- WHAT YOU NEED TO DO
Return the opening lines of the material, word for word. End with the line that contains "Thanks @TheEarlyNerd! I've".

- STORED DATA

-------------------------

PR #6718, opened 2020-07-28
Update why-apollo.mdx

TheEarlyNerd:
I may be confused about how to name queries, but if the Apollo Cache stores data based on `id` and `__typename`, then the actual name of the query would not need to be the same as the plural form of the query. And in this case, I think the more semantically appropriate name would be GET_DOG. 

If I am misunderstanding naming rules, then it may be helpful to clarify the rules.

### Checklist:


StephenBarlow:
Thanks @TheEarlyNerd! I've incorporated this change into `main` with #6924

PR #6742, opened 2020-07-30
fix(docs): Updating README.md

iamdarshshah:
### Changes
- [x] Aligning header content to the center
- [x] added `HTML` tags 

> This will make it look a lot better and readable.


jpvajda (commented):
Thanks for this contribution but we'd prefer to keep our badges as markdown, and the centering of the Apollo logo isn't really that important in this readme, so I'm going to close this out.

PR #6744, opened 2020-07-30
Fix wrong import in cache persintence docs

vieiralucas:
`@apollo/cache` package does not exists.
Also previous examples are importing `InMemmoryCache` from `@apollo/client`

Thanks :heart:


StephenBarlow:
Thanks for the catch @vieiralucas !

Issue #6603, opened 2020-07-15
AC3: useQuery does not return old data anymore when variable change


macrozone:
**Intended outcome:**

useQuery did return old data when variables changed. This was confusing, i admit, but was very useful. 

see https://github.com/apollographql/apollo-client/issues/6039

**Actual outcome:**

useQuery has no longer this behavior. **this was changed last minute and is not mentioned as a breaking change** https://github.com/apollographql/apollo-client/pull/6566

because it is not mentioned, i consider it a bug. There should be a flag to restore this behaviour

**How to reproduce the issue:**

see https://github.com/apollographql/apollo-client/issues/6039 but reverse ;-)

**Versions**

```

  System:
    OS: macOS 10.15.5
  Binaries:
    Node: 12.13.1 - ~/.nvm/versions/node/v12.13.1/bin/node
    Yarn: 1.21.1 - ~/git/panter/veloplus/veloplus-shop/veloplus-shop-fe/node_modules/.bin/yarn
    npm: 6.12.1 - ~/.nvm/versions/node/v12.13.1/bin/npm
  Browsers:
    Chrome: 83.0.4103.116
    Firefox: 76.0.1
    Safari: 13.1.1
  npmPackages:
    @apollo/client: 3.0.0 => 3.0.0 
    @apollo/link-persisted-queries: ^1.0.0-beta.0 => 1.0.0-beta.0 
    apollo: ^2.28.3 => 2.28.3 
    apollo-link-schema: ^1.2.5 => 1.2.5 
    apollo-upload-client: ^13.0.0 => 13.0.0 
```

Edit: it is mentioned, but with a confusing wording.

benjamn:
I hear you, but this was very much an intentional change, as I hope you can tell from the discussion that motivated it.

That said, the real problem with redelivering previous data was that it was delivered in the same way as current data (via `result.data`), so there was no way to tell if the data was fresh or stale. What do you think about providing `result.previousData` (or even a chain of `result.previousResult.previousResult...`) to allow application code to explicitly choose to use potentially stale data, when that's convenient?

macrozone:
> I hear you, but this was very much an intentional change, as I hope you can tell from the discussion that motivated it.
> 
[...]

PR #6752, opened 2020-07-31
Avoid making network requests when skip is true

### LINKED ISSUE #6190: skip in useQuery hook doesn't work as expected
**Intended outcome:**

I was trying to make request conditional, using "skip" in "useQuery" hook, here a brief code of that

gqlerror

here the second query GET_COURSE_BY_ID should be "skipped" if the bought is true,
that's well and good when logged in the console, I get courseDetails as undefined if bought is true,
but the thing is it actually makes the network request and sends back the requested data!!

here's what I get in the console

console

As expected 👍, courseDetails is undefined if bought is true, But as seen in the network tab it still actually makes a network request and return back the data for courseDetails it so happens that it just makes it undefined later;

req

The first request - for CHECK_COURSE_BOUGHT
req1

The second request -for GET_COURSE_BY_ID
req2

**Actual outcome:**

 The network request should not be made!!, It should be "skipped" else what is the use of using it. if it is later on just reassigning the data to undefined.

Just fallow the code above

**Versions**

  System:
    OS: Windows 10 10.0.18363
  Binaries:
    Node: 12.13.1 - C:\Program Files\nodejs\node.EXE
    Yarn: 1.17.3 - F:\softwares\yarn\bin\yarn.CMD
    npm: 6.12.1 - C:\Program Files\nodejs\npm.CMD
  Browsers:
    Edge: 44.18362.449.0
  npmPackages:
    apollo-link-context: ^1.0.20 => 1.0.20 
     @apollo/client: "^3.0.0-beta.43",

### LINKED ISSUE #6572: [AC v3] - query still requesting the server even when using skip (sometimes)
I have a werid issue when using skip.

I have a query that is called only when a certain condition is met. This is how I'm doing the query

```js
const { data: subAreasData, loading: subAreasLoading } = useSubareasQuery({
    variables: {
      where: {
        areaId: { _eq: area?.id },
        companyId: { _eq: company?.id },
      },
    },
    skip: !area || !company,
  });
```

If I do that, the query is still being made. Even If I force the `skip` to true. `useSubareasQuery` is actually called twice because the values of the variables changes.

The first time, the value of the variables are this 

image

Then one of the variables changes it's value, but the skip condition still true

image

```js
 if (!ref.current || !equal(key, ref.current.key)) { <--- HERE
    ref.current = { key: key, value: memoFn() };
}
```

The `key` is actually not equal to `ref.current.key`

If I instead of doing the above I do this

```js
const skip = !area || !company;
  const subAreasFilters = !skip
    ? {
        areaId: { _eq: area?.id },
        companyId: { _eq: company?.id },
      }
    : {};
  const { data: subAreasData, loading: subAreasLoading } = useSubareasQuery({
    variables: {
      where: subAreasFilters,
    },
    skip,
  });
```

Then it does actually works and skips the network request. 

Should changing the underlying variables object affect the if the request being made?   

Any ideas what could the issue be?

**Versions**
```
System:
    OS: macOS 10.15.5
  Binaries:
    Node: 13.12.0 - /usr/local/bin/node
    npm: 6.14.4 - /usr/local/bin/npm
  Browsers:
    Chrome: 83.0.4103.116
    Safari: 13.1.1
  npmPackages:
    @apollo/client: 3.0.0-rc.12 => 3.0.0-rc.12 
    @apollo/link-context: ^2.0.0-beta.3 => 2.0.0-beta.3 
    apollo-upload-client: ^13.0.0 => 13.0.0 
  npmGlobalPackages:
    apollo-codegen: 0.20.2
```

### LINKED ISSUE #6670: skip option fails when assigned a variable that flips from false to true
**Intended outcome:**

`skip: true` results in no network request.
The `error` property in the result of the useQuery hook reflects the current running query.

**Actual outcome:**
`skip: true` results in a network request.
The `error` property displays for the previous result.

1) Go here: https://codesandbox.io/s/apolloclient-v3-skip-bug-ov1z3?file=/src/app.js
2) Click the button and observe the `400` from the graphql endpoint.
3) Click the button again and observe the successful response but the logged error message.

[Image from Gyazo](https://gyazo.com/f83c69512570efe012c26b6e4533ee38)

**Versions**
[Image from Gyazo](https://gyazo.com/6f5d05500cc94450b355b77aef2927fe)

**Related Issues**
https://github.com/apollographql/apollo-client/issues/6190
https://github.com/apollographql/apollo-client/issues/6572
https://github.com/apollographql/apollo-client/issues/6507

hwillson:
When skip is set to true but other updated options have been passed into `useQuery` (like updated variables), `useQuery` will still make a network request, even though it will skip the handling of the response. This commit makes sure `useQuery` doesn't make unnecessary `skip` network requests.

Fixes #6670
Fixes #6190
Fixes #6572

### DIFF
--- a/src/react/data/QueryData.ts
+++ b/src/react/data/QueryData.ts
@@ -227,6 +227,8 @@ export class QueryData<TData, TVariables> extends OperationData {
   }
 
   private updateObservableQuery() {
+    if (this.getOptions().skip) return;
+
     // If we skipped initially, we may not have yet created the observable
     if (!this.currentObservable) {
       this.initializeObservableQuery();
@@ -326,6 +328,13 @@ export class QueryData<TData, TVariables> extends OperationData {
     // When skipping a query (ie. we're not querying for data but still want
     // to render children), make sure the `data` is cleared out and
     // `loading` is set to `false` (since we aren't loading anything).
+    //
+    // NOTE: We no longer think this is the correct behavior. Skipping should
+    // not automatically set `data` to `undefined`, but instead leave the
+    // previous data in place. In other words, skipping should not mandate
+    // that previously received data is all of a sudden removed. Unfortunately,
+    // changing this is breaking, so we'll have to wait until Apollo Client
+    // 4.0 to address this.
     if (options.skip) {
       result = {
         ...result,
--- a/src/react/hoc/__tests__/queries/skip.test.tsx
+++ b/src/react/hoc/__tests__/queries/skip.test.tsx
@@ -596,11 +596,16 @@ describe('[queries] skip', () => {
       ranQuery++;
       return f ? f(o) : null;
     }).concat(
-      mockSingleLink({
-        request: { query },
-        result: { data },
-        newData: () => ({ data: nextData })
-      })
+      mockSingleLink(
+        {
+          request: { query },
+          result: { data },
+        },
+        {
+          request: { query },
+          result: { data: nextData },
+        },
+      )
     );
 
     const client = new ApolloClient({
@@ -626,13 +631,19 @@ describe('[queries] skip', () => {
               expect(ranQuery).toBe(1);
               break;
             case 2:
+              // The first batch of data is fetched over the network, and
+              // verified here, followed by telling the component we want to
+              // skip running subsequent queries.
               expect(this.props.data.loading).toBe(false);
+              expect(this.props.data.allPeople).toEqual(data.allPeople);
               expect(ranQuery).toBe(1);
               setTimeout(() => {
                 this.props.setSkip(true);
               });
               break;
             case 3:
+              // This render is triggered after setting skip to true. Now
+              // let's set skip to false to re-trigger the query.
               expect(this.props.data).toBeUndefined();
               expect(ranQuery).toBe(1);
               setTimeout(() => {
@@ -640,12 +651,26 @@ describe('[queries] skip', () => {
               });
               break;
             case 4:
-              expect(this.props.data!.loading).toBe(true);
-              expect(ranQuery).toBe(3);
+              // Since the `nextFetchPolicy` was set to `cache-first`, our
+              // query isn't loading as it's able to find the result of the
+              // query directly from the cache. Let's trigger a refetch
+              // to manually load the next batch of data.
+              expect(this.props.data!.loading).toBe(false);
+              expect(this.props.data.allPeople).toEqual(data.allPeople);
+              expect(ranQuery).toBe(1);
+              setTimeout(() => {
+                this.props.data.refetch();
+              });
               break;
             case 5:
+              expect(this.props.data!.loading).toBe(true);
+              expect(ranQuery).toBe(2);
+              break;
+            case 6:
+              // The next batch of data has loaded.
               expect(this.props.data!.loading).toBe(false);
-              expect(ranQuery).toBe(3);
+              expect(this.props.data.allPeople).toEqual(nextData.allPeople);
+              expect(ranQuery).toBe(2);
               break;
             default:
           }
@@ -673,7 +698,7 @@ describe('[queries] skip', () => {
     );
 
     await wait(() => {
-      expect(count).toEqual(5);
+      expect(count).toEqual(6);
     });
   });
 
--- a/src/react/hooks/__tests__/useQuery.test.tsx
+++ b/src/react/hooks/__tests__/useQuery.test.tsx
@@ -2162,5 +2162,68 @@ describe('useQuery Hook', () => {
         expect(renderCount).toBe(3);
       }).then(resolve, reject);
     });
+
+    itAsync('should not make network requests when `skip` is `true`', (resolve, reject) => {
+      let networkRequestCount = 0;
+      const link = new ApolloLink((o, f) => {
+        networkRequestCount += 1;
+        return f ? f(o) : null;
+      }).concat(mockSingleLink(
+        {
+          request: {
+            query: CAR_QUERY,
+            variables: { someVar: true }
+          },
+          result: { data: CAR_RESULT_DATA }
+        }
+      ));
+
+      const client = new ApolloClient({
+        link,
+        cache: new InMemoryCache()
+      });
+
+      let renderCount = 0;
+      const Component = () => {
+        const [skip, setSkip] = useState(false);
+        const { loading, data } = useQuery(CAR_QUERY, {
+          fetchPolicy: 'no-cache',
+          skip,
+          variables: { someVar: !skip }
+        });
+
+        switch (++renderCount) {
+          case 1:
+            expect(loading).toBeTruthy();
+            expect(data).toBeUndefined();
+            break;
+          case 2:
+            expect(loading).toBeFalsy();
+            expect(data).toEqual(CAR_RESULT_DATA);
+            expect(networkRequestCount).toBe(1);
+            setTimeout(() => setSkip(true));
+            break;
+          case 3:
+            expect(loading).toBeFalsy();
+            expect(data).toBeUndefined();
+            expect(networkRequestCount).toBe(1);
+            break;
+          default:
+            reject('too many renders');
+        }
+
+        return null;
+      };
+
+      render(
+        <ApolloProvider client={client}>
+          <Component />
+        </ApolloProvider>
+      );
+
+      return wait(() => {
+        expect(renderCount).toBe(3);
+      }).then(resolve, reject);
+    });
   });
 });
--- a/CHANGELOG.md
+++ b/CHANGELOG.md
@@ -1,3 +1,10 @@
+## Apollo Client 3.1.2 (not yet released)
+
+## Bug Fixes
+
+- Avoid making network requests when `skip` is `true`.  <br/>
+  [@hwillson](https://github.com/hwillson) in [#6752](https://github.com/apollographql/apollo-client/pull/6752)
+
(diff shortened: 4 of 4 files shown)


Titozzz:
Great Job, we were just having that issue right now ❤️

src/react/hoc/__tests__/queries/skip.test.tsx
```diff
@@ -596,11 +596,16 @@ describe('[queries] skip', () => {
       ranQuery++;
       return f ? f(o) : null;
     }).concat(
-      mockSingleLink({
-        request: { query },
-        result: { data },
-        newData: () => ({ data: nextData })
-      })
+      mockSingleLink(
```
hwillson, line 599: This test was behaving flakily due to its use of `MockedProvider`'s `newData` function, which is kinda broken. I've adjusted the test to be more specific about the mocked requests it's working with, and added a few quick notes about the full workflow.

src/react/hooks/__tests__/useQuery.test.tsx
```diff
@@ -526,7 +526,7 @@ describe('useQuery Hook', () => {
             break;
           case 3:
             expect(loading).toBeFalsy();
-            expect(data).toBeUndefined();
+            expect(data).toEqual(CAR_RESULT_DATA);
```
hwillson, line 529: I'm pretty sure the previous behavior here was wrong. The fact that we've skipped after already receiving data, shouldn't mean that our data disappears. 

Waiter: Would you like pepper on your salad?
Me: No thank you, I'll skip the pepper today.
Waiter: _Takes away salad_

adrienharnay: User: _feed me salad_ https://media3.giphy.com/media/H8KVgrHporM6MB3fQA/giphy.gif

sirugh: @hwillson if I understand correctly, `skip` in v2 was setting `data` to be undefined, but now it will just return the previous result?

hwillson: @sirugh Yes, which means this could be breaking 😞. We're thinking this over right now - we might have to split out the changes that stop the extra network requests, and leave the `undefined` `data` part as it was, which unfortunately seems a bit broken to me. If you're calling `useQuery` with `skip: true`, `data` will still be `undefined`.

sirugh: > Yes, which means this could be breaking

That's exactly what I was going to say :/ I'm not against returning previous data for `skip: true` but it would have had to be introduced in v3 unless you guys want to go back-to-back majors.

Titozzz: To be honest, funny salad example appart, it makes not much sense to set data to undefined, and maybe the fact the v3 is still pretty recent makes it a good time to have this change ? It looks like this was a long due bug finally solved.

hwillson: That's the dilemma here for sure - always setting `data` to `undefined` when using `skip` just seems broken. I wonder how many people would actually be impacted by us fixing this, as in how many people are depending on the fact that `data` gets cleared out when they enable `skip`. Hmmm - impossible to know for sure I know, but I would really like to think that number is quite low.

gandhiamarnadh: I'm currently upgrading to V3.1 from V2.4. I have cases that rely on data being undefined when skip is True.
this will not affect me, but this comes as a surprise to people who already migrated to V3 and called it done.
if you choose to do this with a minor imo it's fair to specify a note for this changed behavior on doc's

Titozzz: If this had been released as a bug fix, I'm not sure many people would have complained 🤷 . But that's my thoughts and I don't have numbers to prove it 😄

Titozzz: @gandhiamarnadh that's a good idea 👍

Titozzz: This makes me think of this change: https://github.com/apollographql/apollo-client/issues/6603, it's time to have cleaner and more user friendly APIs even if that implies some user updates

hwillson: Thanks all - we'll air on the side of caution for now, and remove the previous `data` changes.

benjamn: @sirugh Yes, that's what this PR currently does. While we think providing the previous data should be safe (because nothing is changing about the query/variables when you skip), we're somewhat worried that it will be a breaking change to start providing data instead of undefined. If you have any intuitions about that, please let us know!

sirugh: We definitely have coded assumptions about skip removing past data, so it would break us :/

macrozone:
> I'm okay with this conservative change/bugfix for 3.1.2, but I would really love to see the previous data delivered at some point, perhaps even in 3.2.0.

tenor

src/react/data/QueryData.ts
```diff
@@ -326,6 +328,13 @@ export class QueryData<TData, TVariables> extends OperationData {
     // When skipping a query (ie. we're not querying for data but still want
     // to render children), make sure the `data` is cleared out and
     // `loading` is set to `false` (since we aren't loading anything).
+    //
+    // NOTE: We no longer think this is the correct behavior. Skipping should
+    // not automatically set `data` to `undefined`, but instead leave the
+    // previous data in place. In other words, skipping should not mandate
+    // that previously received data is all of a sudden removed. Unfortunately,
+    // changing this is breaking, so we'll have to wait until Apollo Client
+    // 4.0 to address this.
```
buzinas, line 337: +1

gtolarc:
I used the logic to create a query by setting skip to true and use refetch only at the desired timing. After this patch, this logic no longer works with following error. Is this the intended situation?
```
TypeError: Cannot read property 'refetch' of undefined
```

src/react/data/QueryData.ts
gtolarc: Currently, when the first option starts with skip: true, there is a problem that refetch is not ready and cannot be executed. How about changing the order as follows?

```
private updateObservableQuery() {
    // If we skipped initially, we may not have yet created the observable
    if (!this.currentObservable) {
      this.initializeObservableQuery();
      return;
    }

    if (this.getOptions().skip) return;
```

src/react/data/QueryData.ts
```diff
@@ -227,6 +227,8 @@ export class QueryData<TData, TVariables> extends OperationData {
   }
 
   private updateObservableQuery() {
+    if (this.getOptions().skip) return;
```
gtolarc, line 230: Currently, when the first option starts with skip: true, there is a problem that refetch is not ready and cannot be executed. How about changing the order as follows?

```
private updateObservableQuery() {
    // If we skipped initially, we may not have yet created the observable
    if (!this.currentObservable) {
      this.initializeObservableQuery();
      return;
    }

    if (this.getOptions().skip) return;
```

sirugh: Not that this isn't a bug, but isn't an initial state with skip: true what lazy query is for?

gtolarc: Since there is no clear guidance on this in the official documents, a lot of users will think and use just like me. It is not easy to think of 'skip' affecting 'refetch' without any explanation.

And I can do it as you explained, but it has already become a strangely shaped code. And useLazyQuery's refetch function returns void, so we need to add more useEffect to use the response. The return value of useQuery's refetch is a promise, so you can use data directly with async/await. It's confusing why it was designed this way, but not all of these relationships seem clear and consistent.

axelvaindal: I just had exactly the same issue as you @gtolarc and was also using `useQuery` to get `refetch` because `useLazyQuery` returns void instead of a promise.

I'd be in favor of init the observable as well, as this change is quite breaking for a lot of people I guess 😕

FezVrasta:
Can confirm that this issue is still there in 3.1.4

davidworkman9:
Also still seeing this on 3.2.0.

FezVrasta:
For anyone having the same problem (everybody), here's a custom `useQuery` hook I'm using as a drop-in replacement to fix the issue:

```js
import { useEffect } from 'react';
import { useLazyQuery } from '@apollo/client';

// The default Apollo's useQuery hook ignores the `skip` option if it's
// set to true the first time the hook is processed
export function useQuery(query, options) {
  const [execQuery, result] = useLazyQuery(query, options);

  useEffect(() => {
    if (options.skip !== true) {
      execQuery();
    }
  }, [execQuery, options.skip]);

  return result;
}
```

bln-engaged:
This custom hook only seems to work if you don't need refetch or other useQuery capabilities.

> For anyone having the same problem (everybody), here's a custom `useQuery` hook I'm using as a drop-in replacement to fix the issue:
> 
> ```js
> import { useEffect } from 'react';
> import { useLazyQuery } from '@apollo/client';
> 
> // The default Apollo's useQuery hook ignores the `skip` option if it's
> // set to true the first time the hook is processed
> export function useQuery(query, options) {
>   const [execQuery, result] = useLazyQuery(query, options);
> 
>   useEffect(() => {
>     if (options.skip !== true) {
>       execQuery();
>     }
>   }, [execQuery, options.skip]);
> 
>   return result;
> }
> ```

-------------------------

- TASK OUTPUT
PR #6718, opened 2020-07-28
Update why-apollo.mdx

TheEarlyNerd:
I may be confused about how to name queries, but if the Apollo Cache stores data based on `id` and `__typename`, then the actual name of the query would not need to be the same as the plural form of the query. And in this case, I think the more semantically appropriate name would be GET_DOG. 

If I am misunderstanding naming rules, then it may be helpful to clarify the rules.

### Checklist:


StephenBarlow:
Thanks @TheEarlyNerd! I've incorporated this change into `main` with #6924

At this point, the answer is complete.